We can map over multi-dimensional arrays:

> let x = fromList (Z :. (3::Int) :. (3::Int)) [1..9] > x [1.0,2.0,3.0,4.0,5.0,6.0,7.0,8.0,9.0]

since `map` conflicts with the definition in the Prelude, we have to use it qualified:

> Data.Array.Repa.map (^2) x [1.0,4.0,9.0,16.0,25.0,36.0,49.0,64.0,81.0]

Maps leave the dimension unchanged.

Folding reduces the inner dimension of the array.

fold :: (Shape sh, Elt a) => (a -> a -> a) -> a -> Array (sh :. Int) a -> Array sh a

So if 'x' is a 3D array:

> let x = fromList (Z :. (3::Int) :. (3::Int)) [1..9] > x [1.0,2.0,3.0,4.0,5.0,6.0,7.0,8.0,9.0]

We can sum each row, to yield a 2D array:

> fold (+) 0 x [6.0,15.0,24.0]

Two arrays may be combined via `zipWith`

:

zipWith :: (Shape sh, Elt b, Elt c, Elt a) => (a -> b -> c) -> Array sh a -> Array sh b -> Array sh c

an example:

> zipWith (*) x x [1.0,4.0,9.0,16.0,25.0,36.0,49.0,64.0,81.0]

### 1.6.2 Numeric operations: negation, addition, subtraction, multiplication

Repa arrays are instances of the `Num`

. This means that
operations on numerical elements are lifted automagically onto arrays of
such elements. For example, `(+)`

on two double values corresponds to
element-wise addition, `(+)`

, of the two arrays of doubles:

> let x = fromList (Z :. (10::Int)) [1..10] > x + x [2.0,4.0,6.0,8.0,10.0,12.0,14.0,16.0,18.0,20.0]

Other operations from the Num class work just as well:

> -x [-1.0,-2.0,-3.0,-4.0,-5.0,-6.0,-7.0,-8.0,-9.0,-10.0]

> x ^ 3 [1.0,8.0,27.0,64.0,125.0,216.0,343.0,512.0,729.0,1000.0]

> x * x [1.0,4.0,9.0,16.0,25.0,36.0,49.0,64.0,81.0,100.0]

## 1.7 Changing the shape of an array

One of the main advantages of repa-style arrays over other arrays in Haskell is the ability to reshape data without copying. This is achieved via *index-space transformations*.
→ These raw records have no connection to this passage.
PR #182, opened 2015-10-22
Watch for changes to content

quis:
Implements https://github.com/alphagov/digitalmarketplace-utils/pull/193

Adds https://pypi.python.org/pypi/watchdog as a requirement to make watching for file changes use system events, which is faster

### DIFF
--- a/application.py
+++ b/application.py
@@ -2,12 +2,10 @@
 
 import os
 from app import create_app
-from flask.ext.script import Manager
 from dmutils import init_manager
 
 application = create_app(os.getenv('DM_ENVIRONMENT') or 'development')
-manager = Manager(application)
-init_manager(manager, 5002, ['./app/content/frameworks'])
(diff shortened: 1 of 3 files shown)


quis:
# Have flask init init the manager
Depends on and implements alphagov/digitalmarketplace-utils#195

quis:
# Bring in 11.1.1 of utils

To allow us to use the version of `init_manager` which returns a `Manager` instance.

robyoung:
Once tests pass :+1:

quis:
@tombye Sorry. Tired. Fixed in 23584d2acb98f2602a48f0ef075a5e3b079bc57e.

tombye:
@quis I did exactly the same thing, the first go at https://github.com/alphagov/digitalmarketplace-supplier-frontend/commit/7db91ecea684598b5264f285a85110f20aa03a00, just had a bit more time to correct it :)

An example: transposing a 2D array (this example taken from the repa paper). First, the type of the transformation:

transpose2D :: Elt e => Array DIM2 e -> Array DIM2 e

Note that this transform will work on DIM2 arrays holding any elements. Now, to swap rows and columns, we have to modify the shape:

transpose2D a = backpermute (swap e) swap a where e = extent a swap (Z :. i :. j) = Z :. j :. i

The swap function reorders the index space of the array. To do this, we extract the current shape of the array, and write a function that maps the index space from the old array to the new array. That index space function is then passed to backpermute which actually constructs the new array from the old one.

backpermute generates a new array from an old, when given the new shape, and a function that translates between the index space of each array (i.e. a shape transformer).
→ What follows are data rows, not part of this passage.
PR #183, opened 2015-10-27
[#105005304] DM homepage message contingent on framework status

pcraig3:
This story changes the message on the Digital Marketplace homepage by looking for the message associated with the first framework it finds with the highest-priority status.  The list of statuses we care about is kept [in the route for the homepage](https://github.com/alphagov/digitalmarketplace-buyer-frontend/blob/pc_manage_mainpage_messages/app/main/views.py#L44). 
So, for example:
- If `pending` was the status we were most interested in, then [the message for `g-cloud-7`](https://github.com/alphagov/digitalmarketplace-frameworks/blob/master/frameworks/g-cloud-7/messages/homepage-sidebar.yml#L1) would be returned.  [Same as exists currently](https://www.digitalmarketplace.service.gov.uk/).

- If we were looking for a `coming` framework, [the message for `digital-outcomes-and-specialists`](https://github.com/alphagov/digitalmarketplace-frameworks/blob/master/frameworks/digital-outcomes-and-specialists/messages/homepage-sidebar.yml#L1) would be returned.  [Same as Ralph's prototype](http://dm-prototype.herokuapp.com/states/homepage?dos.framework=coming).

- If we were looking for `[ "open", "coming", "pending" ]` frameworks (and there were no open frameworks), then the `coming` message for `digital-outcomes-and-specialists` would be returned.

Also, I removed all of the feature flags as all of them were being used to control how content appeared on the homepage.

##### To keep in mind 

- If two frameworks are in the same status of equal priority (ie, if two are `pending` and none are `open`), then the one returned first in the API response will be selected
- If a framework with a valid status has no corresponding `.yml` file in its `messages/` directory, the app returns a 500.  Since it's on the Digital Marketplace homepage, it's probably best to avoid this where possible.

***
:trumpet: :tada: :trumpet: :tada: :trumpet: :tada: :trumpet: :tada: :trumpet: :tada: :trumpet: :tada: :trumpet: :tada: :trumpet: :tada: :trumpet: :tada: :trumpet: :tada: :trumpet: :tada: :trumpet: :tada: :trumpet: :tada: :trumpet:

screen shot 2015-10-27 at 14 55 06

### DIFF
--- a/app/helpers/shared_helpers.py
+++ b/app/helpers/shared_helpers.py
@@ -8,3 +8,12 @@ def get_label_for_lot_param(lot_param):
     }
     if lot_param in lots:
         return lots[lot_param]
+
+
+def get_one_framework_by_status_in_order_of_preference(frameworks, statuses_in_order_of_preference):
+    for status in statuses_in_order_of_preference:
+        for framework in frameworks:
+            if framework.get('status') == status:
+                return framework
+
+    return None
--- a/app/helpers/shared_helpers.py
+++ b/app/helpers/shared_helpers.py
@@ -15,5 +15,3 @@ def get_one_framework_by_status_in_order_of_preference(frameworks, statuses_in_o
         for framework in frameworks:
             if framework.get('status') == status:
                 return framework
-
-    return None
--- a/app/main/views.py
+++ b/app/main/views.py
@@ -33,7 +33,21 @@ from .. import search_api_client, data_api_client, content_loader
 @main.route('/')
 def index():
     template_data = get_template_data(main, {})
-    return render_template('index.html', **template_data)
+
+    framework_slug = 'digital-outcomes-and-specialists'
+    framework_slug = 'g-cloud-7'
+    # get framework status in a better way
+    framework_status = 'pending'
+    block = 'homepage-sidebar'
+
+    content_loader.load_messages(framework_slug, [block])
+    temporary_message = content_loader.get_message(framework_slug, block, framework_status)
+
+    return render_template(
+        'index.html',
+        temporary_message=temporary_message,
+        **template_data
+    )
 
 
 @main.route('/g-cloud')
--- a/app/main/views.py
+++ b/app/main/views.py
@@ -10,6 +10,7 @@ from dmutils.deprecation import deprecated
 from dmutils.formats import get_label_for_lot_param
 from dmutils.apiclient import HTTPError
 from dmutils.formats import LOTS
+from dmutils.apiclient import APIError
 
 from . import main
 from ..presenters.search_presenters import (
@@ -19,6 +20,7 @@ from ..presenters.search_presenters import (
 from ..presenters.search_results import SearchResults
 from ..presenters.search_summary import SearchSummary
 from ..presenters.service_presenters import Service
+from ..helpers.shared_helpers import get_one_framework_by_status_in_order_of_preference
 from ..helpers.search_helpers import (
     get_keywords_from_request, get_template_data, pagination,
     get_page_from_request, query_args_for_pagination,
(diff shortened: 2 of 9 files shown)


app/main/views.py
```diff
@@ -33,7 +35,37 @@
...
+
+        content_loader.load_messages(framework.get('slug'), ['homepage-sidebar'])
+        temporary_message = content_loader.get_message(
+            framework.get('slug'),
+            'homepage-sidebar',
+            framework.get('status')
+        )
+
+    # if no framework is found (should never happen), ditch the message and load the page
+    except (APIError, AttributeError):
```
robyoung: Where can `AttributeError` come from here?

app/templates/index.html
```diff
@@ -39,79 +38,20 @@
...
-          <li><a href="/suppliers">Log in to existing supplier account</a></li>
-          <li><a href="/suppliers/create">Create new supplier account</a></li>
-        </ul>
-      </nav>
-    </aside>
-    {% else %}
-      <div class="g-cloud-7-notice column-one-third">
+    <div class="framework-message column-one-third">
+      {% if temporary_message %}
+        {# define all variables used by any of the expected templates #}
```
robyoung: I'm not sure this comment is necessary and I'm a bit nervous about comments directly in templates (as apposed to in macro templates) as these files tend to get chopped around a bit and therefore comments can easily be end up separated from the thing they're supposed to be commenting.

config.py
```diff
@@ -72,34 +69,24 @@ def init_app(app):
...
 
 class Live(Config):
     DEBUG = False
-    FEATURE_FLAGS_G_CLOUD_7_NOTICE = enabled_since('2015-08-20')
-    FEATURE_FLAGS_G_CLOUD_7_IS_LIVE = False
 
 
 class Staging(Live):
-    FEATURE_FLAGS_G_CLOUD_7_NOTICE = enabled_since('2015-08-18')
-    FEATURE_FLAGS_G_CLOUD_7_IS_LIVE = False
```
robyoung: :tada:

tests/app/views/test_application.py
```diff
@@ -20,3 +24,125 @@ def test_should_use_local_cookie_page_on_cookie_message(self):
...
+
+        return {
+            'frameworks': _frameworks
+        }
+
+    @staticmethod
+    def _assert_message_container_is_empty(response_data):
+        empty_message_container = '<div class="framework-message column-one-third"></div>'
+        assert_in(
+            BaseApplicationTest._strip_whitespace(empty_message_container),
```
robyoung: Why not just `self`? Or better yet, having `_strip_whitespace` as a function in it's own right (although that would be a bit of a bigger change).

app/main/views.py
pcraig3: If `data_api_client.find_frameworks()` returns 
```json
{ 
  "frameworks": {}
}
```
then `framework.get('slug')` will throw an error.
Don't think it's possible to happen in a real-life scenario.

tests/app/views/test_application.py
pcraig3: Yeah, `self` works.  

Incidentally, the [buyer](https://github.com/alphagov/digitalmarketplace-buyer-frontend/blob/master/tests/helpers.py#L72), [supplier](https://github.com/alphagov/digitalmarketplace-supplier-frontend/blob/dcfd39653357aca908492f4fe93cabd6065c333d/tests/app/helpers.py#L77), and [admin](https://github.com/alphagov/digitalmarketplace-admin-frontend/blob/614cc0655b100d30dff11b80e512baf23799c650/tests/app/helpers.py#L98) frontend apps all have their own versions of whitespace stripping methods that are all named slightly different things... :/

app/main/views.py
robyoung: Could you just check that `framework` is not null? That feels more explicit than catching the `AttributeError`.

app/helpers/shared_helpers.py
```diff
@@ -8,3 +8,12 @@ def get_label_for_lot_param(lot_param):
...
         return lots[lot_param]
+
+
+def get_one_framework_by_status_in_order_of_preference(frameworks, statuses_in_order_of_preference):
+    for status in statuses_in_order_of_preference:
+        for framework in frameworks:
+            if framework.get('status') == status:
+                return framework
+
+    return None
```
robyoung: This is redundant. Functions return `None` by default.

pcraig3: Good to know :+1:

tests/app/views/test_application.py
robyoung: Yay! I've noticed that this is pretty endemic in the buyer frontend tests. Maybe it's not something that should be tackled in this PR.

robyoung:
:+1:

backpermute :: (Shape sh, Shape sh', Elt a) => sh' -> (sh' -> sh) -> Array sh a -> Array sh' a

Note that the array created is not actually evaluated (we only modified the index space of the array).

Transposition is such a common operation that it is provided by the library:

transpose :: (Shape sh, Elt a) => Array ((sh :. Int) :. Int) a -> Array ((sh :. Int) :. Int)

the type indicate that it works on the lowest two dimensions of the array.

Other operations on index spaces include taking slices and joining arrays into larger ones.